Aim of the task: Would you write the data out once more, exactly as it is?

----- Data for this exercise

PR #492, opened 2023-10-17
Align writeas for Dict with wconvert

vtjnash:
Handles all cases, such as IdDict{K,V}. Seems to be likely the cause of the failure in https://github.com/JuliaLang/julia/pull/51319 / https://s3.amazonaws.com/julialang-reports/nanosoldier/pkgeval/by_hash/abeb0f4_vs_3250804/JLD2.primary.log since it is trying to serialize the structure of the IdDict instead of the contents.

### DIFF
--- a/src/data/specialcased_types.jl
+++ b/src/data/specialcased_types.jl
@@ -246,9 +246,7 @@ rconvert(::Type{Core.SimpleVector}, x::Vector{Any}) = Core.svec(x...)
 
 ## Dicts
 
-writeas(::Type{Dict{K,V}}) where {K,V} = Vector{Pair{K,V}}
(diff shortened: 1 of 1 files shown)


sjkelly:
I'm not sure why CI is failing, but it is because this change.
Defining these functions in the REPL works.

oscardssmith:
This should have a test.

JonasIsensee:
This change looks fine. 
I find it rather curious that, so far, only IdDict{Any,Any} was covered...

JonasIsensee:
This breaks (de-) serialization of `<: AbstractDict` that have additional fields.
#497

The custom serialization should not be defined for all `<: AbstractDict` even if it seems convenient at first.

PR #493, opened 2023-10-17
switch to PrecompileTools.jl

sjkelly:
This provides a minor TTFX speedup, for example with the workload
in src/precompile.jl:

```
  julia> @time mktemp() do path, _

               # jldsave
               jldsave(path; a, b, c, d, e, f, g, h)

               jldopen(path) do f
                   for k in keys(f)
                       f[k]
                   end
               end

               nothing
           end
```

Before:

```
  0.158051 seconds (195.66 k allocations: 13.735 MiB, 33.56% gc time, 95.68% compilation time)
```

After:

----------

Reply to the task:
PR #492, opened 2023-10-17
Align writeas for Dict with wconvert

vtjnash:
Handles all cases, such as IdDict{K,V}. Seems to be likely the cause of the failure in https://github.com/JuliaLang/julia/pull/51319 / https://s3.amazonaws.com/julialang-reports/nanosoldier/pkgeval/by_hash/abeb0f4_vs_3250804/JLD2.primary.log since it is trying to serialize the structure of the IdDict instead of the contents.

### DIFF
--- a/src/data/specialcased_types.jl
+++ b/src/data/specialcased_types.jl
@@ -246,9 +246,7 @@ rconvert(::Type{Core.SimpleVector}, x::Vector{Any}) = Core.svec(x...)
 
 ## Dicts
 
-writeas(::Type{Dict{K,V}}) where {K,V} = Vector{Pair{K,V}}
(diff shortened: 1 of 1 files shown)


sjkelly:
I'm not sure why CI is failing, but it is because this change.
Defining these functions in the REPL works.

oscardssmith:
This should have a test.

JonasIsensee:
This change looks fine. 
I find it rather curious that, so far, only IdDict{Any,Any} was covered...

JonasIsensee:
This breaks (de-) serialization of `<: AbstractDict` that have additional fields.
#497

The custom serialization should not be defined for all `<: AbstractDict` even if it seems convenient at first.

PR #493, opened 2023-10-17
switch to PrecompileTools.jl

sjkelly:
This provides a minor TTFX speedup, for example with the workload
in src/precompile.jl:

```
  julia> @time mktemp() do path, _

               # jldsave
               jldsave(path; a, b, c, d, e, f, g, h)

               jldopen(path) do f
                   for k in keys(f)
                       f[k]
                   end
               end

               nothing
           end
```

Before:

```
  0.158051 seconds (195.66 k allocations: 13.735 MiB, 33.56% gc time, 95.68% compilation time)
```

After:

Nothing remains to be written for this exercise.